→ **Data shown**:
PR #5243, opened 2020-03-31
Modularization FTW

Amplifiyer:
_Issue #, if available:_#3365

_Description of changes:_ Merge all modularization changes in master


package.json
```diff
@@ -19,7 +19,7 @@
 		"lint": "lerna run lint",
 		"link-all": "yarn unlink-all && lerna exec --no-bail --parallel yarn link",
 		"unlink-all": "lerna exec --no-bail --parallel -- yarn unlink; exit 0",
-		"publish:master": "lerna publish --canary --force-publish \"*\" --yes --dist-tag=unstable --preid=unstable --exact",
+		"publish:master": "lerna publish --conventional-commits --force-publish \"*\" --yes --dist-tag=unstable --preid=unstable --exact",
```
sammartinez: So we don't need `from-package` now?

ashika01: yup. I posted a quick summary on chime.

Amplifiyer: Correct, conventional commits are enough(we were only testing with canary). The only risk is conflicting github releases from master and release

.circleci/config.yml
```diff
@@ -42,9 +42,9 @@ jobs:
     steps:
       - checkout
       - run: yarn config set workspaces-experimental true
-      - run: yarn
-      - run: yarn bootstrap
-      - run: yarn build
+      - run: yarn --frozen-lockfile
+      - run: yarn run bootstrap
+      - run: yarn run build
```
ashika01: I think this could just be `yarn` instead of `yarn run` as well

.gitignore
```diff
@@ -8,11 +8,12 @@ packages/**/lib/
...
+packages/**/esm/
+packages/**/cjs/
 .DS_Store
 .vscode
 .idea
 *.log
 .npm/
 packages/**/cypress/videos/
 package-lock.json
-yarn.lock
```
ashika01: I think we still need to keep `yarn.lock` to git ignore

packages/api-graphql/CHANGELOG.md
```diff
@@ -0,0 +1,6 @@
+# Change Log
+
+All notable changes to this project will be documented in this file.
+See [Conventional Commits](https://conventionalcommits.org) for commit guidelines.
+
```
sammartinez: Do we need anything in here?

packages/amazon-cognito-identity-js/android/.project
```diff
@@ -0,0 +1,17 @@
+<?xml version="1.0" encoding="UTF-8"?>
```
jordanranz: Curious where these Android files came from?

Amplifiyer: I believe they are from running react native tests, Let me see if I can revert them quickly

packages/analytics/src/Providers/AWSPinpointProvider.ts
```diff
@@ -657,18 +671,14 @@ export default class AWSPinpointProvider implements AnalyticsProvider {
...
-					req.httpRequest.headers['user-agent'] = Platform.userAgent;
-				}
-
-				// TODO: remove this after we switch to using the current API (non-legacy)
-				if (req.httpRequest.path.includes('/events')) {
-					req.httpRequest.path += '/legacy';
-				}
-			});
-		});
+		// TODO FIXME: Find a middleware to do this with AWS V3 SDK
```
jordanranz: Is this fixable?

packages/amazon-cognito-identity-js/android/.project
Amplifiyer: I'm trying to reset the file using `git checkout origin/master -- packages/amazon-cognito-identity-js/android/.project` but somehow git is complaining that it's not in git :O

packages/analytics/src/Providers/AWSPinpointProvider.ts
Amplifiyer: No with the new aws-sdk. They don't allow changing the user-agent header. Also the whole 'user-agent' field is getting deprecated so not sure if this is something we should even try to do. We should remove this comment though

packages/analytics/src/index.ts
```diff
@@ -11,131 +11,12 @@
...
+/**
+ * @deprecated use named import
+ */
 export default Analytics;
-export { AnalyticsProvider };
-export { AnalyticsClass };
+export { AnalyticsProvider, Analytics };
 export * from './Providers';
-
-const listener = capsule => {
```
jordanranz: Curious why these were moved?

Amplifiyer: To remove the side effects from the index files and move the logic to the class instantiation so it doesn't get tree shaked out.

phacks:
Congrats to everyone involved! I was really looking forward to this to reduce the JS payload for our users, I can only imagine the amount of work you folks poured into this. Bravo!

Artyom-Ganev:
Any doc for this feature?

→ **Exercise prompt**: Give the number of lines in the entries above that include the string "httpRequest". Write nothing but that number.

→ **Your solution**: 3